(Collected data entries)
PR #11280, opened 2015-03-09
Changed aria-live attribute value from polite to assertive

RaphStein:
For ngMessages directive ngAria generates aria-live with value assertive and not polite.

### DIFF
--- a/docs/content/guide/accessibility.ngdoc
+++ b/docs/content/guide/accessibility.ngdoc
@@ -235,7 +235,7 @@ Becomes:
 
 The new ngMessages module makes it easy to display form validation or other messages with priority
 sequencing and animation. To expose these visual messages to screen readers,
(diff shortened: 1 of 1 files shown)


Narretz:
Hi, thanks for the PR! Can you please sign the CLA?

RaphStein:
Hi, i have signed the CLA.

marcysutton:
"Assertive" was added for a reason: so that feedback would be given immediately as users type in text inputs. We talked about making this a configuration option, was that not considered?

Narretz:
I'm not sure if I follow; is this now incorrect? It was only a change in the docs to match the behavior in code, so I assumed it was safe.

marcysutton:
Ah ha, I totally read that wrong! Disregard. :)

> [Exercise goal]: Above are some lines. Repeat exactly, and only, those from the line that has "Changed aria-live attribute" through the line that has "-235,7 +235,7 @@".

> [Written response]:
Changed aria-live attribute value from polite to assertive

RaphStein:
For ngMessages directive ngAria generates aria-live with value assertive and not polite.

### DIFF
--- a/docs/content/guide/accessibility.ngdoc
+++ b/docs/content/guide/accessibility.ngdoc
@@ -235,7 +235,7 @@ Becomes:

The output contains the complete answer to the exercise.